[WHAT TO PRODUCE] Look for the string "files" in the material below. Copy every line where you find it.

[DATA EXCERPTS]
PR #610, opened 2016-07-09
Better Traffic Mix For Dublin

EvilDoctorK:
requires stk.json - see my other PR , sorry not very good at github so can't seem to merge the two PRs

### DIFF
--- a/assets/airports/eidw.json
+++ b/assets/airports/eidw.json
@@ -1009,13 +1009,16 @@
     "airlines": [
       ["ein", 15],
       ["ryr", 10],
+      ["stk",  7],
       ["baw",  5],
-      ["dlh",  5],
-      ["aal",  3],
-      ["aca",  3],
-      ["dal",  3],
-      ["ual",  3],
-      ["klm",  1]
+      ["bcy",  5],
+      ["bee",  3],
+      ["aal/long",  3],
+      ["aca/long",  2],
+      ["dal/long",  3],
+      ["ual/long",  3],
+      ["swr",  1],
+      ["ibe",  1]
     ],
     "destinations": [
       "SUROX", "LIFFY", "BEPAN", "INKUR", "DEXEN", "OLONO", "ROTEV", "NEVRI", "PESIT"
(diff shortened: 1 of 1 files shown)


Fechulo:
I've been wanting to update the traffic at EIDW for a while, but I was too busy, so thanks :smile:! The addition of Aer Lingus Regional brings a tiny problem: If you're familiar with the procedures at Dublin, you'll know that there's different SID's for CAT A/B (e.g. AT72) aircraft and CAT C/D (B747) aircraft. The SID's in the game are only the CAT C/D SID's. Adding the other ones is pretty easy, but there's no way of telling the game that those SID's are for CAT A/B aircraft only.

EvilDoctorK:
True enough, though that would be beyond my coding ability to fix that !

Fechulo:
I wasn't expecting you to do it, I can't even do it myself. I was just pointing out the issue so that someone, like @erikquinn or @tedrek can maybe consider this.

erikquinn:
Realism is paramount, I would say, but it sounds like the consensus is that there are improvements in here that would be good to merge... @Fechulo what would you suggest regarding the new airlines operating cat A/B aircraft? Leave them in there and add the other procedures, and allow any a/c type to fly any A/B or C/D SID? Or would it be better to remove those small-aircraft-operating airlines from this, and merge the rest?

I can make the change during the merge process, but am not sure what the best resolution would be as I think I've played Dublin like _maybe_ two or three times, and only because I was testing stuff. haha

Fechulo:
I really think the airlines should be merged as they are right now, I'm not sure about the procedures though.  On one side, adding more procedures would be better for obvious reasons. On the other hand, C/D aircraft using the A/B procedures would be extremely unrealistic. In the case of EDDM, there are some procedures which are 'propeller-only procedures', but propeller a/c could still fly normal SID's, so I just left those SID's out. To be honest, I don't know what the best plan of action is...

eliuuk:
I included the prop departures in Manchester, which I believe are the LISTO 
departures for the 23s. So, what do we do about these SID differences?

Fechulo:
@indianbhaji In Manchester prop aircraft can also fly the other SID's, while in Dublin, prop a/c can only fly the A/B departures and jets can only fly the C/D SID's.

erikquinn:
@fechulo FAA does the same thing in the notes on each procedure, often citing "Turbojet aircraft only" or "Turboprop/Piston aircraft only"... Therefore, seems like a reasonable thing to add, and wouldn't be hard. Could you write up an issue for it so it can eventually be added as a feature?

Fechulo:
[Here!](https://github.com/zlsa/atc/issues/618)

PR #616, opened 2016-07-14
Support specifying airport and runway elevations

tedrek:
@erikquinn, @Fechulo, here's an implementation for having an airport at some elevation other than 0.  If a runway doesn't specify an elevation then the elevation of the airport itself will be used.


Fechulo:
Thanks!! The conflict detection code has to be changed as well; aircraft in the ground at SAME show a conflict, because they're "not on the ground"
conflict

tedrek:
@Fechulo, thanks it should be fixed now, can you try again?

Fechulo:
Yeah, it works perfectly now! Ready to merge?

assets/airports/ksfo.json
```diff
@@ -127,27 +127,27 @@
     {
       "name":        ["28R", "10L"],
       "name_offset": [[0, 0.3], [0, 0.3]],
-      "end":    [ ["N37.6135324", "W122.3571410"], ["N37.6287386", "W122.3933911"]],
+      "end":    [ ["N37.6135324", "W122.3571410", "13.0ft"], ["N37.6287386", "W122.3933911", "5.5ft"]],
```
erikquinn, line 130: @tedrek Just curious... where are you getting these to-the-inch elevation values? A DEM model maybe? Seems super high precision.

erikquinn:
@tedrek This seems a solid solution, though I feel like I'd be remiss not to bring this up:
Especially if an enroute mode comes along, there will be many, many different ways we'll need to measure both "altitude" and "speed". What I was thinking (I may have mentioned it recently, not sure) was that the best way to deal with it would be to:
- make `aircraft.altitude` into `aircraft.alt`, which has properties `.msl`, `.agl`, `.fl` (for altimeter-adjusted altitude, radar altitude above terrain, and non-adjusted std-altimeter-settings altitude)
  - makes easy to access altitude for assignments and crossing restrictions, terrain/obstruction clearance, and would natively recognize separation losses when attempting to utilize an unusable flight level (eg FL180@A2988)
- make `aircraft.speed` into `aircraft.spd`, which has properties `.ias`, `.gs`, `.mach` (for indicated airspeed, aka the unit we speak to each other about, groundspeed aka speed the dot moves across the ground, mach aka speed relative to sound)
  - makes easy to get indicated speed, and mach speed, which don't have a linear relationship, which will become important if aircraft are to be simulated at altitudes around FL300 or higher

So this pull seems to work as written, but the necessity of remembering to repeatedly add/subtract the field elevation makes it harder in the long run I would think, so I figured I'd bring that idea up. Of course, this all isn't to say we shouldn't just merge this and do the rest later, it's just something to chew on! haha :smile:

assets/airports/ksfo.json
tedrek, line 130: @erikquinn, I pulled them from https://www.airnav.com/airport/KSFO which indicates the field elevation is surveyed and I assumed the runway elevations are too.

erikquinn, line 130: @tedrek huh, I didn't realize airnav posted it to the tenth of a foot! guess I just never looked that closely. Good to know. Thanks!

tedrek:
@Fechulo, yes I am going to merge.

@erikquinn, the add/subtracts are definitely an issue.  My preference would be to implement most of it as methods: `altitudeAGL(), altitudeMSL(), etc.`. Probably `altitude()` should be the same as `altitudeMSL()`.  My reasoning is that would allow changing which ones are calculated on demand and which ones are cached without breaking other parts of the program.  The same principle applies for the speed values.

As an aside, my strong preference is to use whole words for variables/properties/methods.  I definitely read the code many more times than I write and it is much easier for me when full words are used.

erikquinn:
@tedrek makes sense, sounds like a fine plan to me!

Issue #569, opened 2016-06-10
Airport development log


jpeterson1346:
Perhaps for everyone's reference, there should be a log for expected/working/partially completed/etc. airports to prevent duplication of work. A page/post/working document would also provide non-developers insight into what airports can be expected. I'm bringing this up because there are several major airports that lack coverage within the simulation (e.g., my current WIP, KDFW) and consequently, a non-zero potential for users to put unnecessary work into already working projects. Furthermore, it introduces the possibility for developers to request and/or present feedback and other helpful information from others, particularly for developers in similar regions (i.e., people familiar with FAA/NWS practices vs. those with European services).

Another option would be an option for (a) collaboration tool(s) on airspace design, though that introduces a multitude of potential problems.

For substance, perhaps a spreadsheet with the following information might be helpful:
- airport;
- working status;
- expected working status (i.e., will you keep working on it? Is it on hold? etc.);
- complexity (of the airspace);
- estimated completion stage (subjective);
- comments.

Elaborations, suggestions, comments, the like--all welcome.

eliuuk:
This is generally possible just through the use of a pull request, including a checklist on what you are working on in the description and update the title when needed to state the current status, since files automatically update when you push them to your own fork.

jpeterson1346:
You are right on this however my main concern is over the duplication of work. With the amount of current contributors and potential ones, duplication of work seems like a growing possibility. Furthermore, due to the complexity and relative tediousness of this work, redundant work can be rather problematic.

eliuuk:
Duplication is an issue, and I believe that's happened once with KMIA, however, I have no thoughts of any solution to this.

Alpi-no:
Personally, I don't think duplication of work is that much of an issues currently, however, it would be solved by creating an issue and being assigned to it. That would also create a little forum for contributors of the same airport

erikquinn:
@jpeterson1346 I agree it would be nice to see what people are working on, and have some way to collaborate more WHILE doing the work, check in on others' progress, see what is "next on the list", etc... 

There are things out there that can achieve this that I suppose we could consider. For example, something as simple as [slack](https://slack.com/) (common among developers) could address the collaboration portion in a simple way, and has tons of integrations for things like [appear.in](https://appear.in/) where you can have live meetings and web chats, etc.

[...]

PR #617, opened 2016-07-15
Add KIAD (my new home airport!)

erikquinn:
image

Next week sometime, I'll start my new job in the ramp tower at Washington-Dulles Int'l here in northern Virginia... and since I already showed them this simulator, I feel like I will be chastised for not adding Dulles, so here we are! :laughing:

Big airport, lots of planes. Just like I like it.

PS: For what it's worth, the airspace boundary is totally made-up on the top side because I'm lazy and didn't want to reformat Potomac TRACON's whole Shenandoah area video map... so I just used the Mt Vernon area VM (from DCA) instead. The real one extends much, much further north, and a bit northeast as well. Oh well!

PPS: It feels almost Atlanta-like with them triple parallels... :wink:


willfrd:
Nice airport and congrats for your new job @erikquinn !

erikquinn:
thanks! :smile:

Fechulo:
Congratulations!!!! I was actually just about to start working on KIAD, so doing something about #569 is more necessary than I thought.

[EXERCISE RESPONSE]
(diff shortened: 1 of 1 files shown)
This is generally possible just through the use of a pull request, including a checklist on what you are working on in the description and update the title when needed to state the current status, since files automatically update when you push them to your own fork.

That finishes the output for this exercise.